Chamu Chibhabha

Personal information
- Full name: Chamunorwa Justice Chibhabha
- Born: 6 September 1986 (age 39) Masvingo, Zimbabwe
- Nickname: Cham
- Batting: Right-handed
- Bowling: Right-arm medium
- Role: All-rounder
- Relations: Julia Chibhabha (sister)

International information
- National side: Zimbabwe (2005–present);
- Test debut (cap 96): 28 July 2016 v New Zealand
- Last Test: 12 February 2023 v West Indies
- ODI debut (cap 88): 31 August 2005 v New Zealand
- Last ODI: 23 January 2023 v Ireland
- ODI shirt no.: 33
- T20I debut (cap 2): 28 November 2006 v Bangladesh
- Last T20I: 10 November 2020 v Pakistan
- T20I shirt no.: 33

Domestic team information
- 2006–present: Southerns
- 2003–2005: Mashonaland

Career statistics
| Competition | ODI | T20I | FC | LA |
| Matches | 109 | 36 | 109 | 245 |
| Runs scored | 2,474 | 667 | 5,423 | 6,127 |
| Batting average | 23.12 | 19.05 | 27.95 | 26.75 |
| 100s/50s | 0/16 | 0/5 | 7/28 | 4/38 |
| Top score | 99 | 67 | 149 | 155* |
| Balls bowled | 1,679 | 323 | 6,751 | 3,750 |
| Wickets | 35 | 14 | 124 | 92 |
| Bowling average | 46.60 | 32.50 | 30.98 | 35.32 |
| 5 wickets in innings | 0 | 0 | 2 | 0 |
| 10 wickets in match | 0 | 0 | 0 | 0 |
| Best bowling | 4/25 | 3/18 | 5/66 | 4/25 |
| Catches/stumpings | 34/– | 9/– | 61/– | 80/– |
- Source: ESPNcricinfo, 12 February 2023

= Chamu Chibhabha =

Zimbabwean cricketer

Chamunorwa Justice "Chamu" Chibhabha (born 9 September 1986) is a Zimbabwean cricketer who bats right-handed and bowls right-arm medium pace. In January 2020, Zimbabwe Cricket named him as the captain of Zimbabwe's One Day International (ODI) and Twenty20 International (T20I) squads on an interim basis.

==Domestic career==
Chibhabha made his maiden first-class century at Harare against Sri Lanka A. The match was drawn, and he made 40 and 103. In his previous first-class match, against South Africa Academy, he made 98 before being run out.
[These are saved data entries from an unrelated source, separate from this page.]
PR #1589, opened 2023-07-21
feat: add corshandler to IPFS gateway

### LINKED ISSUE #1583: Implement CORS support in booster-http
The feature request is to allow CORS handling for IPFS gateway within booster-http. It will allow Magmo team to easily integrate go-nitro. It can also be utilised by other builders within the ecosystem.

LexLuthr:
fixes #1583


cmd/booster-http/http_test.go
```diff
@@ -27,10 +27,19 @@ func TestNewHttpServer(t *testing.T) {
 	require.NoError(t, err)
 	waitServerUp(t, 7777)
 
-	// Check that server is responding with 200 status code
-	resp, err := http.Get("http://localhost:7777/")
+	// Create a request with Cors header
```
dirkmc, line 30: The new test looks good - I'd say let's also keep the old test. So first check a regular request returns 200, then check that the CORS request returns the expected headers.

gql/server.go
```diff
@@ -49,6 +51,13 @@ func (s *Server) Start(ctx context.Context) error {
 
 	// Serve React app
 	mux := http.NewServeMux()
+
+	// Get new cors
+	options := cors.Options{
+		AllowedHeaders: []string{"*"},
+	}
+	c := cors.New(options)
+
```
dirkmc, line 60: I think we can add CORS request handling in the Start method or in NewServer but probably don't need both.

dirkmc (approved):

PR #1590, opened 2023-07-24
fix version flag for booster-http and booster-bitswap

nonsense:


cmd/booster-bitswap/init.go
```diff
@@ -115,13 +114,3 @@ var initCmd = &cli.Command{
 		return err
 	},
 }
-
-var versionCmd = &cli.Command{
```
nonsense, line 119: No need for this, `--version` flag is supported out of the box with `urfave/cli`

cmd/booster-bitswap/main.go
```diff
@@ -22,16 +23,15 @@ func main() {
 		Name:                 "booster-bitswap",
 		Usage:                "Bitswap endpoint for retrieval from Filecoin",
 		EnableBashCompletion: true,
+		Version:              build.UserVersion(),
 		Flags: []cli.Flag{
-			cliutil.FlagVerbose,
```
nonsense, line 26: We shouldn't use `-v` for `verbose`, it is used for `--version` typically.

dirkmc (approved):

LexLuthr (approved):

nonsense:
> I agree with the flag naming convention. We should stick to traditional naming. We also need to update other binaries and docs as well.
> 
> -v, --version = version -V, --verbose = Verbose

I think `-v` for `--version` and `--vv` for `--very-verbose` is probably good enough. Then we have 2 levels of logging, and anything else is really custom and probably belongs to `set-log-level` command.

He was the leading wicket-taker for the Mashonaland Eagles in the 2018–19 Logan Cup, with sixteen dismissals in five matches. In December 2020, he was named as the captain of the Eagles for the 2020–21 Logan Cup.

==Personal life==
His sister Julia Chibhabha also plays international cricket for the Zimbabwe national women's team. She was captain for Zimbabwe's World Cup qualifiers in Pakistan in November 2007.

==International career==
Chibhabha made a duck on international debut, against New Zealand during the 2005–06 Videocon Tri–Series. Chibhabha has also played first class matches for Mashonaland, and earned a recall to the national side in April 2006, when the team toured West Indies. In the first ODI, he top scored with 55, but his six overs cost thirty runs, and Zimbabwe lost by five wickets.

Chibhabha showed excellent talent during the Indian tour of Zimbabwe in 2015. He was the highest run scorer in the twenty20 series and Zimbabwe won their first Twenty20 International against India. He top scored in this match with 67 and earned man of the match and man of the series as well.

In July 2016 he was named in Zimbabwe's Test squad for their series against New Zealand. On 28 July 2016 he made his Test debut for Zimbabwe against New Zealand. He played in the most ODIs for Zimbabwe before making his Test debut.

He's also having the joint record for taking the most catches by a substitute fielder in a T20I innings, along with Jeetan Patel, Eoin Morgan, Hashim Amla, Johnson Charles and Jonathan Carter.

In June 2018, he was named in a Board XI team for warm-up fixtures ahead of the 2018 Zimbabwe Tri-Nation Series.

Chibhabha was the last batsman, and the only Zimbabwe player, to be out handled the ball in an international match, before that mode of dismissal was abolished in 2017.

Following an almost two-year absence from Test cricket, Zimbabwe played a two-Test series against West Indies in February 2023, and Chibhabha played his first Test in five and a half years in the First Test.